▸ **Work required**
From the data underneath, reproduce exactly the stretch that begins at the line with "### Steps to Reproduce" and ends after the line with "- Preserves remote".

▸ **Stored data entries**
◇ ◇ ◇

PR #3179, opened 2026-08-07
fix(pypi): PEP 658 virtual repo handling

### LINKED ISSUE #3175: PEP 658 metadata routing for virtual repos
### Description

PR #3077 fixed metadata routing for remote repositories, but fails on virtual repos referencing those remote repo artifacts.

```rust
if repo.repo_type == RepositoryType::Remote {
    return serve_remote_metadata(...);
}

return serve_metadata(... repo.id ...);
```

For a virtual repository, repo.id is the virtual repository ID, which owns no artifacts, so the fallback necessarily returns 404.

### Environment Information

- Deployment type: 
- Operating System: 
- Architecture: 
- Database: 
- Reverse Proxy: 
- Network setup: 

### Backend Version

1.7.1

### Web UI Version

1.7.0

### Package Format

PyPI

### Expected Behavior

For virtual repositories, it must resolve the owning member and:
- Call serve_remote_metadata for remote members.
- Call serve_metadata for local members.

### Observed Behavior

404 for metadata

### Steps to Reproduce

1. Create remote repo for PyPI
2. Create virtual repo and include above as member
3. uv pip install --index-url virtual-repo setuptools==80.10.2 wheel==0.47.0

### Logs

```shell

```

### Additional Context

_No response_

### Pre-submission Checklist

jfgordon2:
## Summary
Closes #3175 - extends #3077 to virtual repos.

For full-disclosure, I'm no rust programmer, so this was AI assisted with additional review by codex.

#3077 fixed PEP 658 metadata routing for remote repositories. Virtual repositories still queried metadata against the virtual repository itself, which owns no artifacts, resulting in a 404.

New logic:
- Resolves metadata through authorized virtual members in priority order.
- Preserves remote `.metadata` fetching and wheel-extraction fallback.
- Applies the same priority-aware dependency-confusion isolation used by simple indexes and artifact downloads.
- Allows remote platform-specific wheels for locally owned versions when they support a platform not available locally, while blocking remote-only versions and competing builds.
- Stabilizes the large-object timeout test by separating virtual timeout advancement from wall-clock socket readiness.

Regression coverage verifies:
- Metadata resolves through a virtual repository’s remote member.
- A remote metadata 404 falls back to extracting metadata from the wheel.
- Remote-only metadata remains hidden when a higher-priority local member owns the project.

## Test Checklist
- [ ] Manually tested locally

## API Changes
- [x] N/A - no API changes

### DIFF
--- a/backend/src/api/handlers/pypi.rs
+++ b/backend/src/api/handlers/pypi.rs
@@ -1705,6 +1705,26 @@ async fn serve_virtual_metadata(
     let members =
         proxy_helpers::authorize_virtual_members(&state.permission_service, auth, members).await;
 
+    // Keep PEP 658 metadata resolution symmetric with the simple-index and
+    // distribution-download paths. A higher-priority local owner suppresses a
+    // lower-priority Remote member unless the requested distribution is an
+    // admitted Case-A platform wheel. Without this gate, a direct or stale
+    // `.metadata` URL could expose a remote-only Case-B version that neither
+    // the index advertises nor the download route serves.
+    let owning_local_min_priority =
+        proxy_helpers::pypi_virtual_isolates_name(&state.db, virtual_repo.id, normalized_project)
+            .await?;
+    let member_priorities = if owning_local_min_priority.is_some() {
+        proxy_helpers::fetch_virtual_member_priorities(&state.db, virtual_repo.id).await?
+    } else {
+        Default::default()
+    };
+    let owned_profile = if owning_local_min_priority.is_some() {
+        pypi_owned_wheel_profile(&state.db, &members, normalized_project).await
+    } else {
+        OwnedWheelProfile::default()
+    };
+
     for member in members {
         let member_info = proxy_helpers::repo_info_from_member(&member);
         if enforce_pypi_curation(state, &member_info, normalized_project, requested_version)
@@ -1715,6 +1735,20 @@ async fn serve_virtual_metadata(
         }
 
         let result = if member.repo_type == RepositoryType::Remote {
+            let remote_suppressed = match owning_local_min_priority {
+                Some(local_min) => {
+                    local_min
+                        < member_priorities
+                            .get(&member.id)
+                            .copied()
+                            .unwrap_or(i32::MAX)
+                        && !owned_profile.admits(filename)
+                }
+                None => false,
+            };
+            if remote_suppressed {
+                continue;
+            }
             match (&member.upstream_url, state.proxy_service.as_ref()) {
                 (Some(upstream_url), Some(proxy)) => {
                     serve_remote_metadata(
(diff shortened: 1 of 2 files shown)


brandonrc:
Ran this through the review pipeline at `45d9e09`. Stage 1 and 2 pass — the bug is real and your fix closes it — and I want to lead with that, because the parts of `serve_file` you ported were ported carefully.

**Issue verified.** On `main` the dispatch is `if repo.repo_type == Remote { serve_remote_metadata } ... serve_metadata(repo.id)`, so a virtual repo — which owns no artifacts — necessarily 404s. Exactly as #3175 describes.

**Fix verified, by running your own test against `main`'s dispatch.** I deleted the `Virtual` arm and left everything else, and `test_virtual_pypi_metadata_resolves_remote_member` fails with `left: 404, right: 200`. That's a genuine red→green regression test and it satisfies the `fix/*` gate on its own.

**One finding from my side: your second test doesn't gate anything against `main`.** `test_virtual_pypi_metadata_suppresses_remote_only_version` asserts a 404 — and with the `Virtual` arm removed, *everything* 404s, so the bug itself satisfies it. It passed on the reverted shape.

To be fair to it, I then checked the mutation that actually matters — setting `remote_suppressed = false` to disable the isolation outright — and it **does** catch that (`left: 200, right: 404`). So it is a real guard on the new suppression logic, just not a regression test. Worth moving out of the "Regression coverage" list in the body so nobody later reads it as red→green protection.

Independent review also raised two things I'd want addressed before merge:

**1. Remote members skip the local-artifact lookup, so metadata and the wheel can come from different bytes.** Your loop dispatches on `member.repo_type` alone. `serve_file` doesn't — at `pypi.rs:2378` it calls `local_fetch_or_redirect_by_suffix` for *every* member before the Remote branch, with the in-code note that this "works for hosted repos and cached remote artifacts." Remote-typed repos do legitimately carry `artifacts` rows (direct upload, replication, promotion). So for a virtual whose highest-priority member is a Remote repo holding a replicated wheel: the download serves the stored bytes, while `.metadata` skips the row and fetches the *upstream's* metadata. pip gets one package's dependency set and installs another's, with nothing to detect it — PEP 658 metadata isn't hash-tied to the distribution. The fix is to mirror `serve_file`: try the local lookup for every member first, fall through to `serve_remote_metadata` only on 404 *and* Remote.

**2. One bad member aborts metadata for the whole virtual repo.** `Err(response) => return Err(response)` propagates any non-404. That's the safe instinct and I'd rather have it than a swallow — but `serve_file`'s loop logs and continues, so the two paths now disagree, and metadata is the strict one. Upstream 401/403/5xx map to `BadGateway`, so a Remote member with expired credentials at priority 0 makes a purely-local package's metadata 502 even though its download succeeds fine. Record the first non-404 and return it only if no member serves.

Also worth a comment correction rather than code: the docstring says this uses "the same authorization and curation boundaries as the regular download path." Authorization and curation are both there — but the age gate, quarantine check, and inline scan-and-block gate are not, so a quarantined wheel returns 403 on download and 200 with its full `METADATA` here. The age and scan gaps are parity with the existing direct-Remote metadata route, but quarantine is newly reachable. I'd file those as follow-ups and just narrow the sentence.

Two things I checked that came back **clean**, since they're the usual suspects: the wheel-extraction fallback is properly bounded (8 MiB download cap, `bounded_archive` zip-inflation limit, extraction permit — no zip-bomb exposure, malformed wheels degrade to a clean 404), and the `http_client.rs` change is entirely inside `#[cfg(test)]` — a `tokio::time` sequencing fix with zero production blast radius. The PR body's "separating virtual timeout advancement from wall-clock socket readiness" reads like a shared-client change; it isn't, and saying so plainly would save the next reviewer the trip.

For a first Rust contribution this is solid work — no new unwraps on reachable paths, no panics on malformed input, no locks held across `.await`, and wiring `authorize_virtual_members` in closes a confused-deputy hole on a route that had never been exposed. The gap is structural, not a Rust problem: dispatching on repo type where the reference implementation dispatches on storage reality first.

Happy to push both fixes myself if you'd rather — say the word.

brandonrc:
Follow-up on the security pass. It found a real bypass in the new function, I reproduced it, and **I've pushed the fix to your branch as `2b5ba69`** — hope that's welcome; revert it if you'd rather take it differently.

**The dependency-confusion gate could be turned off with a single space in the URL.**

Every gate in `serve_virtual_metadata` keys on `normalized_project` (`normalize_pep503`), but the upstream fetch was handed the **raw** path segment, and `serve_remote_metadata` re-normalizes with `PypiHandler::normalize_name` — a different function:

```
input        gate (normalize_pep503)   fetch (normalize_name)
"acme-sdk"   acme-sdk                  acme-sdk      same
"acme sdk"   acmesdk                   acme-sdk      DIVERGE
```

`normalize_pep503` silently *drops* characters outside `[A-Za-z0-9._-]` (a deliberate XSS defense); `normalize_name` turns every non-alphanumeric into `-`. So for a private `acme-sdk` owned by a higher-priority local member, `GET /simple/acme%20sdk/acme_sdk-9.9.9-py3-none-any.whl.metadata` evaluates the gate as `acmesdk` — owned by nobody, nothing suppressed — then fetches `acme-sdk` and serves a public shadow package's metadata under the private name. The 404 fallback also pulls the attacker's wheel into the member's proxy cache.

This is not something you invented — it's the same class as the `#3077` stripper divergence, "the string used for the policy check differs from the string used to fetch." It just landed in a new place.

I reproduced it before fixing rather than arguing from the code: the new test fails on `45d9e09` with `left: 200, right: 404`.

**One fixture detail worth knowing, because it cost me a false pass first:** the private package name must contain a separator. With `demo`, the two normalizers can't diverge in the direction that misses the gate *and* hits the private package, so a test built on that name passes and tells you nothing. My first version did exactly that.

The fix passes `normalized_project` — which the gates already used — and `normalize_name` is idempotent on PEP 503 output, so upstream URLs and cache keys are unchanged for well-formed requests. I also dropped the raw `project` parameter from the function entirely, since not having the raw name in scope is what stops this drifting apart again.

`clippy -D warnings` exit 0, 369 pypi tests pass.

**Separately: the same divergence is live on the download path in 1.7.1**, where it serves package *bytes* rather than metadata. That's pre-existing, not yours — I confirmed it with the same test shape (`left: 200`) and filed it as #3183 with the reproduction.

Still open from the earlier comment, and unchanged by this push — the local-lookup-for-every-member mismatch, and the strict error propagation (a second reviewer independently reached the same conclusion on both, and added that the age gate has no counterpart here, so a withheld version's METADATA is served while its wheel 451s). Happy to push those too if you want them handled the same way.

brandonrc:
Last round of the test audit came back, and it ran an actual mutation matrix against your branch rather than reading: **8 of 13 production mutations left the suite green.** I've pushed `d273bba` closing the two that block.

It independently reproduced what I reported earlier — `test_virtual_pypi_metadata_suppresses_remote_only_version` passes with the fix reverted — and identified exactly why. Pre-fix, a virtual `.metadata` request falls through to `serve_metadata(repo.id)` against a repo that owns no artifacts, so *everything* 404s. The test asserts 404. Its asserted outcome is byte-identical to the bug, so it can't fail on `main`, and it can't distinguish "the guard suppressed the remote" from "nothing resolved at all."

**The whole fix was a positive control in the same fixture.** Seed the local owner's wheel bytes, and assert its own `.metadata` resolves 200 with the *local* member's body. That one addition kills two mutations:

- reverting the virtual dispatch → `left: 404, right: 200`
- passing `virtual_repo.id` instead of `member.id` into `serve_metadata` → `left: 404, right: 200`

The second is worth dwelling on: that is *precisely the bug class this PR fixes*, on the local branch, and nothing could previously detect it. Both existing tests only ever see the local member as a miss, so the entire local resolution path was unexecuted.

**Second test: the member authorization filter.** `serve_virtual_metadata` is a new way to read member content through a virtual repo, so `authorize_virtual_members` is load-bearing here rather than inherited — but both fixtures set every member `is_public = true`, so no denial was ever exercised. With the filter removed the new test fails and prints the private member's metadata straight into the assertion message.

A process note that cost me a cycle and may save you one: my first attempt at that mutation patched the wrong occurrence. `grep authorize_virtual_members` returns the *download* path first, and mutating that one proves nothing about this function. Same trap as the fixture-name issue I hit earlier — a mutation that fails for the wrong reason is as misleading as one that passes.

Gates: `clippy --workspace --all-targets -D warnings` exit 0, 370 pypi tests pass.

Also confirmed clean, since they're the usual suspects: both new tests are inline `mod tests`, so they're `--lib` and **do** run in the Code Coverage gate, and CI sets `AK_TESTS_REQUIRE_DB=1` so the DB fixtures can't silently skip. No tests were added under `backend/tests/`, which is the trap #3077 hit. And the `http_client.rs` de-flake was measured against injected timeouts at 5s/15s/25s/30s/300s — detection power is identical before and after, so it's a genuine flake fix, not a weakened assertion.

Left for you, unchanged: the local-lookup-for-every-member mismatch, the strict error propagation, and the missing age gate. Three reviewers converged on the first two independently. Two smaller test gaps I didn't add — nothing pins the Case-A "remote platform-specific wheel for a locally-owned version" allowance your summary describes (deleting that conjunct entirely stays green), and nothing pins priority *ordering*. Say the word and I'll take any of them.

◇ ◇ ◇

▸ **Result of this exercise**
### Steps to Reproduce

1. Create remote repo for PyPI
2. Create virtual repo and include above as member
3. uv pip install --index-url virtual-repo setuptools==80.10.2 wheel==0.47.0

### Logs

```shell

```

### Additional Context

_No response_

### Pre-submission Checklist

jfgordon2:
## Summary
Closes #3175 - extends #3077 to virtual repos.

For full-disclosure, I'm no rust programmer, so this was AI assisted with additional review by codex.

#3077 fixed PEP 658 metadata routing for remote repositories. Virtual repositories still queried metadata against the virtual repository itself, which owns no artifacts, resulting in a 404.

New logic:
- Resolves metadata through authorized virtual members in priority order.
- Preserves remote `.metadata` fetching and wheel-extraction fallback.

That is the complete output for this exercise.